#### Problem:
Which lines of the records below contain the string "reference"? Report each of them.

#### Records for this task:
PR #5319, opened 2025-05-14
KMT-879: Make `org.jetbrains.compose.ui.tooling.preview.PreviewParameterProvider` an actual implementation of `androidx.compose.ui.tooling.preview.PreviewParameterProvider` on Android

boiler23:
This is required for the preview parameters to be correctly picked up by the preview adapter in IDE, which expects the provider to be a subclass of AndroidX's interface, and fails with the `ClassCastException` otherwise.

### Fixes - Multiple Platforms
- Support Preview parameters for Previews in common source sets in IJ and AS. Note: IDEs also need to implement support on their end. Please check the respective IDE release notes to confirm this is supported.

Example usage:

```
import androidx.compose.runtime.Composable
import org.jetbrains.compose.ui.tooling.preview.Preview
import org.jetbrains.compose.ui.tooling.preview.PreviewParameter
import org.jetbrains.compose.ui.tooling.preview.PreviewParameterProvider

class MyPreviewParameterProvider : PreviewParameterProvider<String> {
    override val values = sequenceOf("Hello, Compose!", "Hello, World!")
}

/**
 * This function will generate two preview images with different texts.
 */
@Preview
@Composable
fun MyPreview(@PreviewParameter(MyPreviewParameterProvider::class) text: String) {
    Text(text)
}
```


components/ui-tooling-preview/library/src/commonMain/kotlin/org/jetbrains/compose/ui/tooling/preview/PreviewParameter.kt
```diff
@@ -22,7 +22,7 @@ import kotlin.reflect.KClass
  * Interface to be implemented by any provider of values that you want to be injected as @[Preview]
  * parameters. This allows providing sample information for previews.
  */
-interface PreviewParameterProvider<T> {
+expect interface PreviewParameterProvider<T> {
```
igordmn, line 25: In Compose Multiplatform itself we have a guideline to not make expect/actual API if we can, and encourage making truly common interface without expect/actual. It introduces some issues:

- it fragmentates the ecosystem. If the expect interface diverges between platforms, clients of this platform have to start thinking about every supported platform, instead of just thinking platform-independent way.

- it restricts extensibility. After making it as typealias on Android, we won't be able to extend this interface for more common purposes further, and will be forever bound to the Android implementation.

Considering these points, a more correct approach is to not have this as `androidx.compose.ui.tooling.preview.PreviewParameterProvider` on Android. It is to support `org.jetbrains.compose.ui.tooling.preview.PreviewParameterProvider` in the Android Preview.

Of course, we can make an exception. But we should be conscious about it, if we truly think it is difficult to go the suggested way.

components/gradle/libs.versions.toml
```diff
@@ -4,6 +4,7 @@ androidx-appcompat = "1.6.1"
 androidx-activity-compose = "1.8.2"
 androidx-test = "1.5.0"
 androidx-compose = "1.6.1"
+ui-tooling-preview-android = "1.8.1"
```
MatkovIvan, line 7: I guess `androidx-compose` should be re-used instead

components/ui-tooling-preview/library/src/commonMain/kotlin/org/jetbrains/compose/ui/tooling/preview/PreviewParameter.kt
boiler23: That was my initial intention, yes.

However, it turns out that the rendering engine is quite heavily coupled to receive exactly `androidx`'s preview provider.

For reference:
https://cs.android.com/androidx/platform/frameworks/support/+/androidx-main:compose/ui/ui-tooling/src/androidMain/kotlin/androidx/compose/ui/tooling/ComposeViewAdapter.android.kt;l=530
https://cs.android.com/androidx/platform/frameworks/support/+/androidx-main:compose/ui/ui-tooling/src/androidMain/kotlin/androidx/compose/ui/tooling/PreviewUtils.android.kt;l=25

Modifying this code to support jb preview parameters would also need considerable effort and approval from Google, which I doubt we can obtain quickly (if possible at all).

So, I think an exception here is very reasonable.

components/gradle/libs.versions.toml
boiler23: But why is its version so outdated? 1.6.1 is quite an old one :)

components/ui-tooling-preview/library/src/androidMain/kotlin/org/jetbrains/compose/ui/tooling/preview/PreviewParameter.android.kt
```diff
@@ -0,0 +1,22 @@
...
+ * distributed under the License is distributed on an "AS IS" BASIS,
+ * WITHOUT WARRANTIES OR CONDITIONS OF ANY KIND, either express or implied.
+ * See the License for the specific language governing permissions and
+ * limitations under the License.
+ */
+
+package org.jetbrains.compose.ui.tooling.preview
+
+/**
+ * On Android, we just typealias to the androidx.compose.ui.tooling.preview.PreviewParameterProvider.
```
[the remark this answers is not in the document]
boiler23: done

components/ui-tooling-preview/library/src/desktopMain/kotlin/org/jetbrains/compose/ui/tooling/preview/PreviewParameter.desktop.kt
```diff
@@ -0,0 +1,34 @@
...
+
+/**
+ * Interface to be implemented by any provider of values that you want to be injected as @[Preview]
+ * parameters. This allows providing sample information for previews.
+ */
+actual interface PreviewParameterProvider<T> {
+  /**
+   * [Sequence] of values of type [T] to be passed as @[Preview] parameter.
+   */
+  actual val values: Sequence<T>
```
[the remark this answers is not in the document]
boiler23: done

components/gradle/libs.versions.toml
boiler23: I removed the new version reference, but I'm still interested to learn why 1.6.1 is used :)

MatkovIvan: There was no reason for update, feel free to bump if required

components/ui-tooling-preview/library/src/appleMain/kotlin/org/jetbrains/compose/ui/tooling/preview/PreviewParameter.apple.kt
```diff
@@ -0,0 +1,34 @@
+/*
```
pjBooms, line 1: If all non-Android implementations are the same, it is better to introduce nonAndroidMain source set an place the impl there.

components/gradle/libs.versions.toml
```diff
@@ -4,6 +4,7 @@ androidx-appcompat = "1.6.1"
 androidx-activity-compose = "1.8.2"
```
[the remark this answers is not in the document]
boiler23: Updated the release notes, please take a look if that works better now.

components/ui-tooling-preview/library/src/commonMain/kotlin/org/jetbrains/compose/ui/tooling/preview/PreviewParameter.kt
pjBooms: As far as I remember, in long term, we are going to commonize `androidx.compose.ui.tooling.preview.Preview` and deprecate `org.jetbrains.compose.ui.tooling.preview.Preview`. So it sounds reasonable not to bother Google with something we are going to deprecate in the future.

components/ui-tooling-preview/library/src/appleMain/kotlin/org/jetbrains/compose/ui/tooling/preview/PreviewParameter.apple.kt
boiler23: good point, changed this.

components/ui-tooling-preview/library/src/commonMain/kotlin/org/jetbrains/compose/ui/tooling/preview/PreviewParameter.kt
```diff
@@ -31,7 +31,7 @@ interface PreviewParameterProvider<T> {
     /**
      * Returns the number of elements in the [values] [Sequence].
      */
-    val count get() = values.count()
+    open val count: Int
```
MatkovIvan, line 34: Why explicit `open` is required here?

boiler23: Otherwise, it's not compatible with the androidx alias.
I assume this is due to the default implementation of `count` there.

MatkovIvan (approved):

components/ui-tooling-preview/library/build.gradle.kts
```diff
@@ -52,3 +52,7 @@ configureMavenPublication(
     name = "Experimental Compose Multiplatform tooling library API. This library provides the API required to declare " +
             "@Preview composables in user apps."
 )
+
+dependencies {
+    compileOnly(libs.androidx.ui.tooling.preview.android)
```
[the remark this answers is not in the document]
boiler23: Changed to implementation, as we discussed in DMs.

components/gradle/libs.versions.toml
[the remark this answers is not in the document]
igordmn: Thanks, I rewrote it more, please check

components/ui-tooling-preview/library/src/commonMain/kotlin/org/jetbrains/compose/ui/tooling/preview/PreviewParameter.kt
igordmn: Complications of making this expect seems not major:
- we can't extend `PreviewParameterProvider`. But the Android one didn't change from the very beginning
- [we have](https://github.com/JetBrains/compose-multiplatform/pull/5319#discussion_r2096776670) to expose 2 API in `androidMain`. But current users already see 2 APIs

If anything goes wrong, we still can revert this change without breaking compatibility with IDEs.

igordmn:
LGTM after the change `implementation -> api`

components/ui-tooling-preview/library/build.gradle.kts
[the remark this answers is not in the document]
igordmn: @MatkovIvan, as it is new "API", please review it as well

igordmn (approved):

components/ui-tooling-preview/library/build.gradle.kts
```diff
@@ -52,3 +73,7 @@ configureMavenPublication(
     name = "Experimental Compose Multiplatform tooling library API. This library provides the API required to declare " +
             "@Preview composables in user apps."
 )
+
+dependencies {
+    api(libs.androidx.ui.tooling.preview)
+}
```
MatkovIvan, line 79: Could you please move it into `sourceSets { androidMain {} }` block?

boiler23: done

MatkovIvan (approved):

#### Solved exercise:
For reference:
boiler23: I removed the new version reference, but I'm still interested to learn why 1.6.1 is used :)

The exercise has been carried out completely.